Task brief: Search the listing below for the word "dialect" and return each line that contains it.

Extracted information:
PR #686, opened 2022-12-03
Add type inference for DynamicUpdateSliceOp

ghpvnist:
This PR deletes current `verify` and merge with the new `inferReturnTypeComponents()` function.
Added additional verifications to cover (C3), (C4), (C6) from the spec.
Added additional tests to cover all constraints.
closes #656

PR #757, opened 2022-12-13
Support dynamic shapes in DynamicUpdateSliceOp's type inference

burmako:
https://github.com/openxla/stablehlo/pull/686 implemented type inference for DynamicUpdateSliceOp using the currently statically-shaped spec. To support the previous dynamically-shaped uses of DynamicUpdateSliceOp, this PR adds support for dynamic shapes as well.

### DIFF
--- a/stablehlo/dialect/Base.h
+++ b/stablehlo/dialect/Base.h
@@ -50,6 +50,10 @@ inline static bool isDynamicDimSize(int64_t val) {
   return ShapedType::isDynamic(val);
 }
 
+inline static bool isStaticDimSize(int64_t val) {
+  return !isDynamicDimSize(val);
+}
+
 // Returns true if the given types are the same for the purposes of HLO type
 // inference, accounting for special properties of quantization and sparsity.
 bool isCompatibleForHloTypeInference(Type tp1, Type tp2);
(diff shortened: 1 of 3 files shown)


stablehlo/dialect/Base.h
```diff
@@ -50,6 +50,10 @@ inline static bool isDynamicDimSize(int64_t val) {
   return ShapedType::isDynamic(val);
 }
 
+inline static bool isStaticDimSize(int64_t val) {
```
ghpvnist, line 53: Consider removing the TODO comment in line 48.

stablehlo/dialect/TypeInference.cpp
```diff
@@ -989,17 +990,31 @@ LogicalResult inferDynamicUpdateSliceOp(
...
+        if (updateDim < 0)
+          return emitOptionalError(
+              location, "expects size at dimension ", index,
+              " of update to be non-negative. Got: ", updateDim, ".");
+      }
+    }
 
-  inferredReturnShapes.emplace_back(operandType.getShape(),
-                                    operandType.getElementType());
+  // (C1)
```
ghpvnist, line 1011: Can we move (C1) to the top?

ghpvnist (approved):
Minor comments, but otherwise lgtm.

stablehlo/dialect/TypeInference.cpp
burmako: It's tempting, but we probably shouldn't assume that the code upstream will clean up `inferredReturnShapes` if we end up failing verification. Let's keep C1 after all the checks, not the other way around.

Output:
--- a/stablehlo/dialect/Base.h
+++ b/stablehlo/dialect/Base.h
stablehlo/dialect/Base.h
stablehlo/dialect/TypeInference.cpp
stablehlo/dialect/TypeInference.cpp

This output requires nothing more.